(Beginning of RECORDS SUPPLIED)
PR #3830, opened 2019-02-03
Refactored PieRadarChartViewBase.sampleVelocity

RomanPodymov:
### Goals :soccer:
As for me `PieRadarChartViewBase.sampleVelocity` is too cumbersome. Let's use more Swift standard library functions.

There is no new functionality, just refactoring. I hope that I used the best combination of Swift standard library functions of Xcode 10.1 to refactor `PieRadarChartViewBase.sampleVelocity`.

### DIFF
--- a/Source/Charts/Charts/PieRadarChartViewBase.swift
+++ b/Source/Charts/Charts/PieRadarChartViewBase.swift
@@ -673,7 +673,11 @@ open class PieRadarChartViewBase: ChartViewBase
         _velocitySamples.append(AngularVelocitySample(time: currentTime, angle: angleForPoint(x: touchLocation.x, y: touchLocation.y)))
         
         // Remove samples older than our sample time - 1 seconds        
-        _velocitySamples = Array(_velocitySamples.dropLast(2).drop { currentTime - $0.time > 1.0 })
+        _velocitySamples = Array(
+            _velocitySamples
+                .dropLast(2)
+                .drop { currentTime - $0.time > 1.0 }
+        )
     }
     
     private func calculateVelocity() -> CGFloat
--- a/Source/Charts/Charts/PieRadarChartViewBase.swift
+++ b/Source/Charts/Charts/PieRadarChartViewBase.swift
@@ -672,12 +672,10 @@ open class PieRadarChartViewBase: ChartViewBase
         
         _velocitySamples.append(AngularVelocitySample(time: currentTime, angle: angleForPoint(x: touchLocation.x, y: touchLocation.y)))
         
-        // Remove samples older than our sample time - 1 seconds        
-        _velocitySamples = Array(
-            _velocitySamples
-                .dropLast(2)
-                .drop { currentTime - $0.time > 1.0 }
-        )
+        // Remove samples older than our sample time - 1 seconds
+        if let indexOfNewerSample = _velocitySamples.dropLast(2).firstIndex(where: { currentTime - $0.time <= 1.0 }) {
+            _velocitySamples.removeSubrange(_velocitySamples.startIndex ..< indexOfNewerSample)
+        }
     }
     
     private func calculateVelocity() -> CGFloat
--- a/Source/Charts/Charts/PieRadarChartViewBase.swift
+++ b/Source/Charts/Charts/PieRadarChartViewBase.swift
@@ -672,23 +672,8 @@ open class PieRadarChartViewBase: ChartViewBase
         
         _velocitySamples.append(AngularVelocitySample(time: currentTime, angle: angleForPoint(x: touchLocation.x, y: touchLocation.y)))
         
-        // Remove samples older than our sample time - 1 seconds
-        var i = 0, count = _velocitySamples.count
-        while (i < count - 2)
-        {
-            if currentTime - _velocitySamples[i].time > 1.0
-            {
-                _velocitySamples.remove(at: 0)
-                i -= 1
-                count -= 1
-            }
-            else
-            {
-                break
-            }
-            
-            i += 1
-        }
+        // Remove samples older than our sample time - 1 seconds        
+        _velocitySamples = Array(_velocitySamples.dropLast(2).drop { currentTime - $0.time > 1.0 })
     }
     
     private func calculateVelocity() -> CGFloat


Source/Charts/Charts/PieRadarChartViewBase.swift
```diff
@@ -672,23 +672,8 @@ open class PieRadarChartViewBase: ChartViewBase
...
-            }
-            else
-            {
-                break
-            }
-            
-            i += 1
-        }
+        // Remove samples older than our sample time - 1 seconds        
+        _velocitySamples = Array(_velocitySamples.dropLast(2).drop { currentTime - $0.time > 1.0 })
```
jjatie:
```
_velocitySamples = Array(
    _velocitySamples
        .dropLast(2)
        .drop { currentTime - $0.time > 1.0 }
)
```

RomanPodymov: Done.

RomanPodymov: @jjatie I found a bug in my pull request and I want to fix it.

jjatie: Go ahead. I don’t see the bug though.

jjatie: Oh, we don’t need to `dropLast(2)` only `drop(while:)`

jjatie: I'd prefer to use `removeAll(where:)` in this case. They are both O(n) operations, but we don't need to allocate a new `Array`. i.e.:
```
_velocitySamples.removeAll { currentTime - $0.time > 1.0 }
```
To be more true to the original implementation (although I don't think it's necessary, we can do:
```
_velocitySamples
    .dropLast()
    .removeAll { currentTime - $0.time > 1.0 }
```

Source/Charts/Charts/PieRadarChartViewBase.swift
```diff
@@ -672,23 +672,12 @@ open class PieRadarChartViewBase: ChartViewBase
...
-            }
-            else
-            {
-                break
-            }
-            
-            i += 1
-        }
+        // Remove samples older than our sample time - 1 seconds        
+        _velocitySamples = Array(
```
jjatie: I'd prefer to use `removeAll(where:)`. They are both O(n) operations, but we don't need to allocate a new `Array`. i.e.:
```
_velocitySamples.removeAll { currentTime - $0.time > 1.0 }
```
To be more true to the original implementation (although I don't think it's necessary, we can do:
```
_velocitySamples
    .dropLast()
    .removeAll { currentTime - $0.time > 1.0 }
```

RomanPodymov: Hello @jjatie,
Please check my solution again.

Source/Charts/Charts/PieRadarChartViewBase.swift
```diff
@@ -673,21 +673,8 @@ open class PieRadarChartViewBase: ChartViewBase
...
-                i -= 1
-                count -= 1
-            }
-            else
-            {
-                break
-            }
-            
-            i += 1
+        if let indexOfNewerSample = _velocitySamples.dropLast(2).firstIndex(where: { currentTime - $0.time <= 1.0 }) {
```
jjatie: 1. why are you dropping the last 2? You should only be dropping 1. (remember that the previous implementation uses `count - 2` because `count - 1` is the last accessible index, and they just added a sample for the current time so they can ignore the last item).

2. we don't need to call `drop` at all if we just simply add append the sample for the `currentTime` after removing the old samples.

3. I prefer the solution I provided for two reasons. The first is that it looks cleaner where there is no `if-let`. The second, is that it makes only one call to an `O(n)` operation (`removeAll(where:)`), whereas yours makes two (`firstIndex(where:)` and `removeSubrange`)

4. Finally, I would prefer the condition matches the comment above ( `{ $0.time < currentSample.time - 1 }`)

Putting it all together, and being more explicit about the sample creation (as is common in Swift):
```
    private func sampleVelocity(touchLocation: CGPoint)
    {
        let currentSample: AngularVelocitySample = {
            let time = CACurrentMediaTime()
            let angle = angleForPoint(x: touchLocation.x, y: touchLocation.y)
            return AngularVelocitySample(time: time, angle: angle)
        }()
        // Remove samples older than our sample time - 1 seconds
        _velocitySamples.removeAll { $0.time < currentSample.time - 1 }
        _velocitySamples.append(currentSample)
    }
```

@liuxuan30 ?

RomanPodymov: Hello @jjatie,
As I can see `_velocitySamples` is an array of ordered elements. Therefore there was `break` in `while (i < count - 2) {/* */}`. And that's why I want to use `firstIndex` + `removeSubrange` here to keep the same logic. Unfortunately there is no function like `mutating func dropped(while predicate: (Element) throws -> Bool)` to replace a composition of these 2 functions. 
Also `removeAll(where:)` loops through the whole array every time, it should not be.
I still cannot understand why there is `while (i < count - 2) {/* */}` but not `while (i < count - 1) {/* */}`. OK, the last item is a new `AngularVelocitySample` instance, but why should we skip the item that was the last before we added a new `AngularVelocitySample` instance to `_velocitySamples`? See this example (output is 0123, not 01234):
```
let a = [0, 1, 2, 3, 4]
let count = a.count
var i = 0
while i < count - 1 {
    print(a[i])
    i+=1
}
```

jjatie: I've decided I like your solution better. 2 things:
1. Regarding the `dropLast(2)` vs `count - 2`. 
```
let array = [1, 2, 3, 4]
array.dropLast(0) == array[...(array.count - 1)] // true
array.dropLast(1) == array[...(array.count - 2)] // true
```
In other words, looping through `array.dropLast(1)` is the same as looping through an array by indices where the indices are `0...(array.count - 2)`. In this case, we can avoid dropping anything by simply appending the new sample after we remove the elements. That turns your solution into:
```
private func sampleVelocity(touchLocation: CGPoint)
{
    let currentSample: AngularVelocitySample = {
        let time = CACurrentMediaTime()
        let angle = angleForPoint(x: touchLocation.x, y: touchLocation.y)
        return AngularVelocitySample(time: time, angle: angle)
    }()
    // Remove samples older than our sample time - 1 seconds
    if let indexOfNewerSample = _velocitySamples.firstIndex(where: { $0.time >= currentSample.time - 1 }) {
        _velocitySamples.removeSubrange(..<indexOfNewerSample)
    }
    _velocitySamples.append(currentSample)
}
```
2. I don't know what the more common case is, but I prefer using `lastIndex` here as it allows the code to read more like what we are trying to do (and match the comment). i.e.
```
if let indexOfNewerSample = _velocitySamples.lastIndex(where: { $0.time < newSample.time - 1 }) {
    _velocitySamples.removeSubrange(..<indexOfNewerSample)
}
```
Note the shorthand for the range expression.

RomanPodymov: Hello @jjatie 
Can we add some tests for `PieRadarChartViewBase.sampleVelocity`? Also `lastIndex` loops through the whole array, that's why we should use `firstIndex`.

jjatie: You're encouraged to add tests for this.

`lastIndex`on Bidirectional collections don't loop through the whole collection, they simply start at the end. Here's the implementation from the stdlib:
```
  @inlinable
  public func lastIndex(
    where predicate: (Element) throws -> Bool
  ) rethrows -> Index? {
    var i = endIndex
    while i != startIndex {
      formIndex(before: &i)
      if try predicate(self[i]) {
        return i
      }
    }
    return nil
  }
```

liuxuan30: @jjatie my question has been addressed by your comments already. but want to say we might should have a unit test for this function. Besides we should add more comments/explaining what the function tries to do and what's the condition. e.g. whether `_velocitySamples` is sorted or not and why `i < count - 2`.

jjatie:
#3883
(End of RECORDS SUPPLIED)
== WHAT YOU HAVE TO DO ==
Across all the records, find the lines containing the word "true" and reproduce each one.

== RESULT BELOW ==
To be more true to the original implementation (although I don't think it's necessary, we can do:
To be more true to the original implementation (although I don't think it's necessary, we can do:
array.dropLast(0) == array[...(array.count - 1)] // true
array.dropLast(1) == array[...(array.count - 2)] // true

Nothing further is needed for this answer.